Over the last few weeks, Europe’s own heat waves have spawned wildland fire and noxious smoke of their own. Last week in Italy, for instance, extreme heat red alerts were issued for 23 cities, “indicating that the heat is so intense it poses a risk to the entire population,” while in Greece, “in the face of the ongoing heatwave and the potential strengthening of winds,” the Culture Ministry “closed all archaeological sites and monuments, including the Acropolis in Athens, each afternoon through to Sunday.”
The Biden Administration has proven itself willing to reverse some of the more egregious policies of the Trump crew — not only on the environment but also with respect to democracy, human rights, health care, and income support for vulnerable sectors. But the Biden team’s efforts on climate have been meek at best, and too little even to secure the president’s own public commitments.
Nowhere is this more clear than the still uncontrolled production of fossil fuels in the US. Not only has Biden outpaced Trump in approving oil and gas drilling on public lands, but the Biden team’s notable Clean Air Act initiatives — issuance of draft rules to reduce GHG emissions from vehicles and power plants over the next few decades — may further induce the industry, paradoxically enough, to increase its exports of oil and gas to the international market. Indeed, since 2020 the US has been a net exporter of oil. And an additional barrel of oil consumed anywhere in Mexico, Canada, China, The Netherlands, or South Korea — to name the five top recipients of US petroleum exports — only serves to exacerbate the climate crisis confronting the United States as much as if that fuel were burned in Richmond, California, for instance.

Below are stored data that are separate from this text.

PR #165, opened 2021-01-14
HEEDLS-289 - Section Page Fix Diagnostic Assessment Scores

SChandarana:
Some of these tests will also need to be done on the Diagnostic Assessment tests which I will do in a separate PR

### DIFF
--- a/DigitalLearningSolutions.Data.Tests/Helpers/SectionContentTestHelper.cs
+++ b/DigitalLearningSolutions.Data.Tests/Helpers/SectionContentTestHelper.cs
@@ -25,7 +25,7 @@
             );
         }
 
-        public void UpdateDiagAttempts(int tutorialId, int progressId, int diagAttempts)
+        public void UpdateDiagnosticAttempts(int tutorialId, int progressId, int diagAttempts)
         {
             connection.Execute(
                 @"UPDATE aspProgress
@@ -35,7 +35,7 @@
             );
         }
 
-        public void UpdateDiagScore(int tutorialId, int progressId, int score)
+        public void UpdateDiagnosticScore(int tutorialId, int progressId, int score)
         {
             connection.Execute(
                 @"UPDATE aspProgress
--- a/DigitalLearningSolutions.Data.Tests/Helpers/SectionContentTestHelper.cs
+++ b/DigitalLearningSolutions.Data.Tests/Helpers/SectionContentTestHelper.cs
@@ -34,5 +34,15 @@
                 new { tutorialId, progressId, diagAttempts }
             );
         }
+
+        public void UpdateDiagScore(int tutorialId, int progressId, int score)
+        {
+            connection.Execute(
+                @"UPDATE aspProgress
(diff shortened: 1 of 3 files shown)


DigitalLearningSolutions.Data.Tests/Helpers/SectionContentTestHelper.cs
```diff
@@ -34,5 +34,15 @@ public void UpdateDiagAttempts(int tutorialId, int progressId, int diagAttempts)
                 new { tutorialId, progressId, diagAttempts }
             );
         }
+
+        public void UpdateDiagScore(int tutorialId, int progressId, int score)
```
FridaTveit, line 38: Please avoid abbreviations 🙂

DigitalLearningSolutions.Data/Services/SectionContentService.cs
```diff
@@ -128,8 +128,14 @@ GROUP BY
                     if (sectionContent == null)
                     {
                         sectionContent = section;
+                        if (!section.DiagnosticStatus)
```
FridaTveit, line 131: Hm, I'd prefer to avoid this nested if statement. I think I'd prefer using ternary operators:
```
sectionContent.DiagnosticAttempts = section.DiagnosticStatus ? sectionContent.DiagnosticAttempts : 0;
...
```
What do you think? 🙂

FridaTveit (commented):

DigitalLearningSolutions.Data/Services/SectionContentService.cs
SChandarana: Yeah when I wrote this I was trying to think of a better way to do it. I thought that ternary operators would be too much repetition of the same thing and it felt less clear that the 3 statements were linked by the same condition. I'm happy to change to ternary operators if you think that's better?

FridaTveit: Yes I think this is a case where neither is ideal and it's more a case if personal preference. I think I'd find the ternary operators slightly more readable 🙂

DigitalLearningSolutions.Data.Tests/Helpers/SectionContentTestHelper.cs
SChandarana: The other method in this helper is titled "UpdateDiagAttempts" as it is updating the diagAttempts column. Woud you prefer I change this to "UpdateDiagLast" for consistency or "UpdateDiagnosticScore" for readability in the test? (I can also change "UpdateDiagAttempts" to "UpdateDiagnosticAttempts" if that's preferred too)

Recently, the US EPA reanalyzed the social cost of greenhouse gases, to reflect “advances in the scientific literature on climate change and its economic impacts.” Such calculations enable one to estimate, in dollars, the damage to society from each additional tonne of GHG emissions. Alternatively, the figures can be used to estimate “the net social benefits of reducing [such] emissions.” In constant US dollars, the Agency determined the social cost of CO2 to $190 per tonne, rising to $410 by 2040. Similarly with respect to methane pollution (CH4), the Agency found $1,600 in damages for each additional tonne of CH4 emissions in 2020, rising to $6,800 by 2040.
Considering that US emissions totaled an estimated 6.340 billion metric tons of CO2 equivalents in 2021, the social cost of that one-year of pollution was at least $1.2 trillion. That is real money, larger indeed than our currently projected federal budget deficit. The social cost will rise to $2.6 trillion by 2040, unless we change course. And yet, our chief environmental agency has imposed no limit on fossil fuel production. Neither has it imposed a rising carbon fee geared toward limiting such production.

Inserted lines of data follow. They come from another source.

PR #170, opened 2021-01-14
HEEDLS-290 - Section Page Fix Diag Status

SChandarana:


DigitalLearningSolutions.Data/Services/SectionContentService.cs
```diff
@@ -134,6 +134,7 @@ GROUP BY
                     }
                     else if (section.DiagnosticStatus)
                     {
+                        sectionContent.DiagnosticStatus = section.DiagnosticStatus;
```
FridaTveit, line 137: I don't think this will work. This way the diagnostic status will reflect the diagnstic status of the last tutorial in the section which is not what you want. In addition to fixing this we should include a test which would fail with this implementation (i.e. one where the last diag status is 0 but at least one other tutorial has diag status 1) 🙂

FridaTveit (commented):
Smal tweak needed 🙂

DigitalLearningSolutions.Data/Services/SectionContentService.cs
SChandarana: That test case does currently exist, I've tested where all statuses are 0 except the second tutorial (out of 4 tutorials). As this is an `else if (section.DiagnosticStatus)` it means that if the diagnostic status is being overwritten, it's only being overwritten with "true"

FridaTveit: Ah I see! I hadn't considered that the `if` was checking the same variable. That seems fine then 🙂

FridaTveit (approved):
Looks good 🙂

PR #176, opened 2021-01-18
HEEDLS-275 - Use Floor Instead Of Round When Calculatating Percentages

SChandarana:


DigitalLearningSolutions.Web.Tests/ViewModels/LearningMenu/SectionContentViewModelTests.cs
```diff
@@ -648,5 +648,28 @@ public void Should_have_null_next_section_id_if_there_is_no_next_section()
             // Then
             sectionContentViewModel.NextSectionId.Should().BeNull();
         }
+
+        [Test]
+        public void Percent_complete_should_correctly_be_floored()
```
FridaTveit, line 653: There are already tests about this further up in this file I believe. This test should be grouped with them 🙂

FridaTveit (commented):

FridaTveit (approved):
Looks good 🙂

Our shamefully “insufficient” effort must not stand. Indeed, the federal government’s continued dalliance in the face of record global temperatures, wildfire, and other climate impacts is virtually inexplicable unless, as the climate scientist James Hansen recently suggested, albeit with considerable understatement, we have become “damned fools.”

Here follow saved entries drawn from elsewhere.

PR #178, opened 2021-01-18
HEEDLS-307-Section Page Show DIagnostic Recommendation Status Frontend

SChandarana:
Regular view
image

Mobile view
image

Had to use float: right as the normal methods had some problems with text overflowing during resizing. I checked with kevin and david and they were happy with how it looked

### DIFF
--- a/DigitalLearningSolutions.Web/Views/LearningMenu/Section/_DiagnosticAssessmentCard.cshtml
+++ b/DigitalLearningSolutions.Web/Views/LearningMenu/Section/_DiagnosticAssessmentCard.cshtml
@@ -9,7 +9,7 @@
         </h3>
       </div>
       <div class="nhsuk-grid-column-one-quarter">
-        <h3 class="nhsuk-heading-xs nhsuk-u-secondary-text-color">
+        <h3 class="nhsuk-heading-xs nhsuk-u-secondary-text-color float-right-additional-information">
           @Model.DiagnosticCompletionStatus
         </h3>
       </div>
--- a/DigitalLearningSolutions.Web/Views/LearningMenu/Section/_TutorialCard.cshtml
+++ b/DigitalLearningSolutions.Web/Views/LearningMenu/Section/_TutorialCard.cshtml
@@ -3,15 +3,15 @@
 <div class="nhsuk-card nhsuk-u-margin-bottom-3 learning-menu-card">
   <div class="nhsuk-card__content">
     <div class="nhsuk-grid-row">
-      <div class="nhsuk-grid-column-three-quarters">
-        <h3 class="nhsuk-card__heading completion-card-heading" id="@Model.Id-name">
+      <div class="nhsuk-grid-column-two-thirds">
+        <h3 class="nhsuk-card__heading card-with-status-heading" id="@Model.Id-name">
           @Model.TutorialName
         </h3>
         <div class="nhsuk-u-margin-bottom-4">
           <partial name="Shared/_TutorialTimeSummary" model="@Model.TimeSummary"/>
         </div>
       </div>
-      <div class="nhsuk-grid-column-one-quarter">
+      <div class="nhsuk-grid-column-one-third">
         <strong class="status-tag nhsuk-tag--orange float-right-additional-information">
           Recommended
         </strong>
--- a/DigitalLearningSolutions.Web/Views/LearningMenu/Section/_TutorialCard.cshtml
+++ b/DigitalLearningSolutions.Web/Views/LearningMenu/Section/_TutorialCard.cshtml
@@ -15,13 +15,14 @@
         <strong class="status-tag nhsuk-tag--orange float-right-additional-information">
           Recommended
         </strong>
-        @if (Model.ShowLearnStatus) {
+        @if (Model.ShowLearnStatus)
+        {
           <h3 class="nhsuk-heading-xs nhsuk-u-secondary-text-color float-right-additional-information">
             @Model.CompletionStatus
           </h3>
         }
       </div>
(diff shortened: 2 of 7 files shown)


DigitalLearningSolutions.Web/Views/LearningMenu/Section/_TutorialCard.cshtml
```diff
@@ -3,22 +3,25 @@
 <div class="nhsuk-card nhsuk-u-margin-bottom-3 learning-menu-card">
   <div class="nhsuk-card__content">
     <div class="nhsuk-grid-row">
-      <div class="@(Model.ShowLearnStatus ? "nhsuk-grid-column-three-quarters" : "nhsuk-grid-column-full")">
```
FridaTveit, line 6: When you integrate with the backend you probably need to change this again as we won't always have a recommended/optional tag to show. But fine to leave like this for now 🙂

DigitalLearningSolutions.Web/Views/LearningMenu/Section/_TutorialCard.cshtml
```diff
@@ -3,22 +3,25 @@
...
-      {
-        <div class="nhsuk-grid-column-one-quarter">
-          <h3 class="nhsuk-heading-xs nhsuk-u-secondary-text-color">
+      <div class="nhsuk-grid-column-one-quarter">
+        <strong class="status-tag nhsuk-tag--orange float-right-additional-information">
+          Recommended
+        </strong>
+        @if (Model.ShowLearnStatus)
+        {
+          <h3 class="nhsuk-heading-xs nhsuk-u-secondary-text-color float-right-additional-information">
```
FridaTveit, line 20: Why do we need the float right styling here if we didn't need to for the completion summary card? 🙂

FridaTveit (commented):
A few comments, otherwise looks good. Might also be useful for @benjimarshall to have a look as he did the styling for the completion summary card (if I remember correctly) 🙂

DigitalLearningSolutions.Web/Views/LearningMenu/Section/_DiagnosticAssessmentCard.cshtml
```diff
@@ -9,7 +9,7 @@
         </h3>
       </div>
       <div class="nhsuk-grid-column-one-quarter">
-        <h3 class="nhsuk-heading-xs nhsuk-u-secondary-text-color">
+        <h3 class="nhsuk-heading-xs nhsuk-u-secondary-text-color float-right-additional-information">
```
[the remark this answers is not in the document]
SChandarana: As the tutorial cards are changing to float right, it makes the "not started" etc align slightly differently to these cards so to keep them all consistent they all had to float right

DigitalLearningSolutions.Web/Views/LearningMenu/Section/_TutorialCard.cshtml
```diff
@@ -3,22 +3,25 @@
 <div class="nhsuk-card nhsuk-u-margin-bottom-3 learning-menu-card">
   <div class="nhsuk-card__content">
     <div class="nhsuk-grid-row">
-      <div class="@(Model.ShowLearnStatus ? "nhsuk-grid-column-three-quarters" : "nhsuk-grid-column-full")">
-        <h3 class="nhsuk-card__heading" id="@Model.Id-name">
+      <div class="nhsuk-grid-column-three-quarters">
+        <h3 class="nhsuk-card__heading completion-card-heading" id="@Model.Id-name">
```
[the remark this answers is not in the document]
SChandarana: This was something that benji wrote for the completion card and i needed to use the same styling. He was at the time working on extracting the partial so if I made some changes they would cause a lot of conflicts. I should be able to merge learning-menu-master into this now and make those changes as he is now done with that

DigitalLearningSolutions.Web/Views/LearningMenu/Section/_DiagnosticAssessmentCard.cshtml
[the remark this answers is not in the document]
FridaTveit: Ah I see, that makes sense. Which browsers have you tried it in? I know float right can be a bit of a pain in different browsers so probably worth giving it a quick check in a few different ones 🙂

DigitalLearningSolutions.Web/Views/LearningMenu/Section/_TutorialCard.cshtml
SChandarana: The reason is because the word "Recommended" is slightly too long and it means that during a resize, the tag overflows over the edge of the card 5-10 pixels before the responsive styling thing kicks in to put it on a new line

FridaTveit: Sorry, I'm not sure I understand how floating right fixes "Recommended" being too long? Based on your other comment I was assuming you were using float right since we've now got two fields on the right and it looks better if they're aligned with the right edge rather than the start of the column? 🙂

SChandarana: Yeah I wasn't too sure either. I initially did the float right thing to fix alignment, then whilst testing out some non-float right solutions (as I realised that using float right meant I'd need to edit all the other cards and also cause complications with the completion summary card) I noticed the problem with "Recommended" being too long only happened during the non-float right solutions and float right somehow fixed it

FridaTveit (approved):
Looks good 🙂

On the presumption that we wish to wise up fast, what more might the US do to arrest the climate crisis? We will have occasion to return to that relevant question in this space soon enough.
Footnotes:
- 1Available here.
- 2Data from the Canadian Interagency Forest Fire Centre for July 23, 2023.
- 3Accordingly to an Interactive map maintained by the Natural Resources Canada.
- 4Dan Bilefsky, The air quality in Toronto is among the world’s worst, in Wildfire Smoke: Smoke From Canada Fires Stretches From Midwest to East Coast, NY Times, June 29, 2023.